(DATA PROVIDED)
PR #234, opened 2020-06-11
Fix build with musl libc.

jameshilliard:


ldv-alt:
I think we shouldn't emulate fgetpwent_r.

jameshilliard:
I guess #234 probably is a better fix.

ldv-alt:
On Thu, Jun 11, 2020 at 10:09:59AM -0700, James Hilliard wrote:
> I guess #234 probably is a better fix.

Sorry?

jameshilliard:
Oh, sorry, meant #237.

PR #237, opened 2020-06-11
fix build on musl

### LINKED ISSUE #236: pam_faillock fails to build on musl
pam_faillock fails to build because it uses the non standard fgetpwent_r which is undefined on musl:

```
libtool: link: /home/naourr/work/instance-0/output-1/host/bin/arm-buildroot-linux-musleabihf-gcc -shared  -fPIC -DPIC  .libs/pam_faillock.o .libs/faillock.o   -Wl,-rpath -Wl,/home/naourr/work/instance-0/output-1/build/linux-pam-1.4.0/libpam/.libs ../../libpam/.libs/libpam.so -lintl  -Os -Wl,--version-script=./../modules.map -Wl,--as-needed -Wl,--no-undefined -Wl,-O1   -Wl,-soname -Wl,pam_faillock.so -o .libs/pam_faillock.so
/home/naourr/work/instance-0/output-1/host/lib/gcc/arm-buildroot-linux-musleabihf/8.4.0/../../../../arm-buildroot-linux-musleabihf/bin/ld: .libs/pam_faillock.o: in function `check_local_user':
pam_faillock.c:(.text+0x168): undefined reference to `fgetpwent_r'
collect2: error: ld returned 1 exit status
```

Would it possible to replace this function by the standard (but non reentrant) fgetpwent?

The full log is available here:
http://autobuild.buildroot.org/results/226/2262a4d8b76899b60bbd6bf34d739d818aba3a02/build-end.log

ffontaine:
Rename check_user_in_passwd from pam_localuser.c to
pam_modutil_check_user_in_passwd and use it in pam_faillock.c instead of
fgetpwent_r which is not available on musl

Fix #236

Fixes:
 - http://autobuild.buildroot.org/results/0432736ffee376dd84757469434a4bbcfdcdaf4b

### DIFF
--- a/modules/pam_faillock/pam_faillock.c
+++ b/modules/pam_faillock/pam_faillock.c
@@ -348,42 +348,7 @@ set_conf_opt(pam_handle_t *pamh, struct options *opts, const char *name, const c
 static int
 check_local_user (pam_handle_t *pamh, const char *user)
 {
-	struct passwd pw, *pwp;
-	char buf[16384];
-	int found = 0;
-	FILE *fp;
-	int errn;
-
-	fp = fopen(PATH_PASSWD, "r");
-	if (fp == NULL) {
-		pam_syslog(pamh, LOG_ERR, "unable to open %s: %m",
-			   PATH_PASSWD);
-		return -1;
-	}
-
-	for (;;) {
-		errn = fgetpwent_r(fp, &pw, buf, sizeof (buf), &pwp);
-		if (errn == ERANGE) {
-			pam_syslog(pamh, LOG_WARNING, "%s contains very long lines; corrupted?",
-				   PATH_PASSWD);
-			break;
-		}
-		if (errn != 0)
-			break;
-		if (strcmp(pwp->pw_name, user) == 0) {
-			found = 1;
-			break;
-		}
-	}
-
-	fclose (fp);
-
-	if (errn != 0 && errn != ENOENT) {
-		pam_syslog(pamh, LOG_ERR, "unable to enumerate local accounts: %m");
-		return -1;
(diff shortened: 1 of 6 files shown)


modules/pam_faillock/pam_faillock.c
```diff
@@ -348,42 +348,7 @@ set_conf_opt(pam_handle_t *pamh, struct options *opts, const char *name, const c
...
-
-	fclose (fp);
-
-	if (errn != 0 && errn != ENOENT) {
-		pam_syslog(pamh, LOG_ERR, "unable to enumerate local accounts: %m");
-		return -1;
-	} else {
-		return found;
-	}
+	return pam_modutil_check_user_in_passwd(pamh, user, NULL);
```
ldv-alt, line 351: As I mentioned earlier, the semantics of pam_modutil_check_user_in_passwd return value differs from the semantics of check_local_user.  Probably the closest equivalent would be either
```
return pam_modutil_check_user_in_passwd(pamh, user, NULL) == PAM_SUCCESS;
```
or
```
return pam_modutil_check_user_in_passwd(pamh, user, NULL) != PAM_PERM_DENIED;
```

ldv-alt:
I'd probably split this commit in two, but besides that, I don't have any more comments.
@t8m , what do you think about this PR?

t8m:
I think the source file name pam_modutil_check_user_in_passwd.c is too long and maybe even too specific in case we would like to add some related function to it. Could you please invent some shorter and also perhaps more general one? Otherwise I am OK with this.

ldv-alt:
pam_modutil_check_user.c ?

PR #240, opened 2020-06-15
pam_faillock: change /run/faillock/$USER permissions to 0660

ikerexxe:
Nowadays, /run/faillock/$USER files have user:root ownership and 0600 permissions. This forces the process that writes to these files to have CAP_DAC_OVERRIDE capabilites. Just by changing the permissions to 0660 the capability can be removed, which leads to a more secure system.

Resolves: https://bugzilla.redhat.com/show_bug.cgi?id=1661822

### DIFF
--- a/modules/pam_faillock/faillock.c
+++ b/modules/pam_faillock/faillock.c
@@ -76,7 +76,7 @@ open_tally (const char *dir, const char *user, uid_t uid, int create)
 		flags |= O_CREAT;
 	}
 
-	fd = open(path, flags, 0600);
+	fd = open(path, flags, 0660);
 
 	free(path);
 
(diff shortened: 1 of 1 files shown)


modules/pam_faillock/faillock.c
```diff
@@ -76,13 +76,22 @@ open_tally (const char *dir, const char *user, uid_t uid, int create)
...
 
 	if (fd != -1) {
 		struct stat st;
 
+		/*
+		 * If umask is set to 022, as will probably in most systems, then the
+		 * group will not be able to write to the file. So, change the file
+		 * permissions just in case.
+		 */
+		if (fchmod(fd, 0660)) {
```
t8m, line 91: As this is auxiliary call I'd suggest using ignore_return() instead of returning error.
Perhaps also add note to the comment that the user will be set to the real user uid and the group would be root so later root processes will require CAP_DAC_OVERRIDE.

modules/pam_faillock/faillock.c
```diff
@@ -76,13 +76,23 @@ open_tally (const char *dir, const char *user, uid_t uid, int create)
...
+		 * permissions just in case.
+		 * Note: owners of this file are user:root, so if the permissions are
+		 * not changed the root process writing to this file will require
+		 * CAP_DAC_OVERRIDE.
+		 */
+		ignore_return(fchmod(fd, 0660));
+
 		while (flock(fd, LOCK_EX) == -1 && errno == EINTR);
 		if (fstat(fd, &st) == 0) {
 			if (st.st_uid != uid) {
```
ldv-alt, line 98: Should this fchmod be made along with fchown below?

t8m: Yes, perhaps it could also be checked whether the group write permission isn't set already as we have the information readily available.

ikerexxe: I have changed it based on your comments.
(End DATA PROVIDED)
● **WHAT THE TASK ASKS**
Down to the last line, return the data above exactly.

● **EXERCISE ANSWER**
PR #234, opened 2020-06-11
Fix build with musl libc.

jameshilliard:


ldv-alt:
I think we shouldn't emulate fgetpwent_r.

jameshilliard:
I guess #234 probably is a better fix.

ldv-alt:
On Thu, Jun 11, 2020 at 10:09:59AM -0700, James Hilliard wrote:
> I guess #234 probably is a better fix.

Sorry?

jameshilliard:
Oh, sorry, meant #237.

PR #237, opened 2020-06-11
fix build on musl

### LINKED ISSUE #236: pam_faillock fails to build on musl
pam_faillock fails to build because it uses the non standard fgetpwent_r which is undefined on musl:

```
libtool: link: /home/naourr/work/instance-0/output-1/host/bin/arm-buildroot-linux-musleabihf-gcc -shared  -fPIC -DPIC  .libs/pam_faillock.o .libs/faillock.o   -Wl,-rpath -Wl,/home/naourr/work/instance-0/output-1/build/linux-pam-1.4.0/libpam/.libs ../../libpam/.libs/libpam.so -lintl  -Os -Wl,--version-script=./../modules.map -Wl,--as-needed -Wl,--no-undefined -Wl,-O1   -Wl,-soname -Wl,pam_faillock.so -o .libs/pam_faillock.so
/home/naourr/work/instance-0/output-1/host/lib/gcc/arm-buildroot-linux-musleabihf/8.4.0/../../../../arm-buildroot-linux-musleabihf/bin/ld: .libs/pam_faillock.o: in function `check_local_user':
pam_faillock.c:(.text+0x168): undefined reference to `fgetpwent_r'
collect2: error: ld returned 1 exit status
```

Would it possible to replace this function by the standard (but non reentrant) fgetpwent?

The full log is available here:
http://autobuild.buildroot.org/results/226/2262a4d8b76899b60bbd6bf34d739d818aba3a02/build-end.log

ffontaine:
Rename check_user_in_passwd from pam_localuser.c to
pam_modutil_check_user_in_passwd and use it in pam_faillock.c instead of
fgetpwent_r which is not available on musl

Fix #236

Fixes:
 - http://autobuild.buildroot.org/results/0432736ffee376dd84757469434a4bbcfdcdaf4b

### DIFF
--- a/modules/pam_faillock/pam_faillock.c
+++ b/modules/pam_faillock/pam_faillock.c
@@ -348,42 +348,7 @@ set_conf_opt(pam_handle_t *pamh, struct options *opts, const char *name, const c
 static int
 check_local_user (pam_handle_t *pamh, const char *user)
 {
-	struct passwd pw, *pwp;
-	char buf[16384];
-	int found = 0;
-	FILE *fp;
-	int errn;
-
-	fp = fopen(PATH_PASSWD, "r");
-	if (fp == NULL) {
-		pam_syslog(pamh, LOG_ERR, "unable to open %s: %m",
-			   PATH_PASSWD);
-		return -1;
-	}
-
-	for (;;) {
-		errn = fgetpwent_r(fp, &pw, buf, sizeof (buf), &pwp);
-		if (errn == ERANGE) {
-			pam_syslog(pamh, LOG_WARNING, "%s contains very long lines; corrupted?",
-				   PATH_PASSWD);
-			break;
-		}
-		if (errn != 0)
-			break;
-		if (strcmp(pwp->pw_name, user) == 0) {
-			found = 1;
-			break;
-		}
-	}
-
-	fclose (fp);
-
-	if (errn != 0 && errn != ENOENT) {
-		pam_syslog(pamh, LOG_ERR, "unable to enumerate local accounts: %m");
-		return -1;
(diff shortened: 1 of 6 files shown)


modules/pam_faillock/pam_faillock.c
```diff
@@ -348,42 +348,7 @@ set_conf_opt(pam_handle_t *pamh, struct options *opts, const char *name, const c
...
-
-	fclose (fp);
-
-	if (errn != 0 && errn != ENOENT) {
-		pam_syslog(pamh, LOG_ERR, "unable to enumerate local accounts: %m");
-		return -1;
-	} else {
-		return found;
-	}
+	return pam_modutil_check_user_in_passwd(pamh, user, NULL);
```
ldv-alt, line 351: As I mentioned earlier, the semantics of pam_modutil_check_user_in_passwd return value differs from the semantics of check_local_user.  Probably the closest equivalent would be either
```
return pam_modutil_check_user_in_passwd(pamh, user, NULL) == PAM_SUCCESS;
```
or
```
return pam_modutil_check_user_in_passwd(pamh, user, NULL) != PAM_PERM_DENIED;
```

ldv-alt:
I'd probably split this commit in two, but besides that, I don't have any more comments.
@t8m , what do you think about this PR?

t8m:
I think the source file name pam_modutil_check_user_in_passwd.c is too long and maybe even too specific in case we would like to add some related function to it. Could you please invent some shorter and also perhaps more general one? Otherwise I am OK with this.

ldv-alt:
pam_modutil_check_user.c ?

PR #240, opened 2020-06-15
pam_faillock: change /run/faillock/$USER permissions to 0660

ikerexxe:
Nowadays, /run/faillock/$USER files have user:root ownership and 0600 permissions. This forces the process that writes to these files to have CAP_DAC_OVERRIDE capabilites. Just by changing the permissions to 0660 the capability can be removed, which leads to a more secure system.

Resolves: https://bugzilla.redhat.com/show_bug.cgi?id=1661822

### DIFF
--- a/modules/pam_faillock/faillock.c
+++ b/modules/pam_faillock/faillock.c
@@ -76,7 +76,7 @@ open_tally (const char *dir, const char *user, uid_t uid, int create)
 		flags |= O_CREAT;
 	}
 
-	fd = open(path, flags, 0600);
+	fd = open(path, flags, 0660);
 
 	free(path);
 
(diff shortened: 1 of 1 files shown)


modules/pam_faillock/faillock.c
```diff
@@ -76,13 +76,22 @@ open_tally (const char *dir, const char *user, uid_t uid, int create)
...
 
 	if (fd != -1) {
 		struct stat st;
 
+		/*
+		 * If umask is set to 022, as will probably in most systems, then the
+		 * group will not be able to write to the file. So, change the file
+		 * permissions just in case.
+		 */
+		if (fchmod(fd, 0660)) {
```
t8m, line 91: As this is auxiliary call I'd suggest using ignore_return() instead of returning error.
Perhaps also add note to the comment that the user will be set to the real user uid and the group would be root so later root processes will require CAP_DAC_OVERRIDE.

modules/pam_faillock/faillock.c
```diff
@@ -76,13 +76,23 @@ open_tally (const char *dir, const char *user, uid_t uid, int create)
...
+		 * permissions just in case.
+		 * Note: owners of this file are user:root, so if the permissions are
+		 * not changed the root process writing to this file will require
+		 * CAP_DAC_OVERRIDE.
+		 */
+		ignore_return(fchmod(fd, 0660));
+
 		while (flock(fd, LOCK_EX) == -1 && errno == EINTR);
 		if (fstat(fd, &st) == 0) {
 			if (st.st_uid != uid) {
```
ldv-alt, line 98: Should this fchmod be made along with fchown below?

t8m: Yes, perhaps it could also be checked whether the group write permission isn't set already as we have the information readily available.

ikerexxe: I have changed it based on your comments.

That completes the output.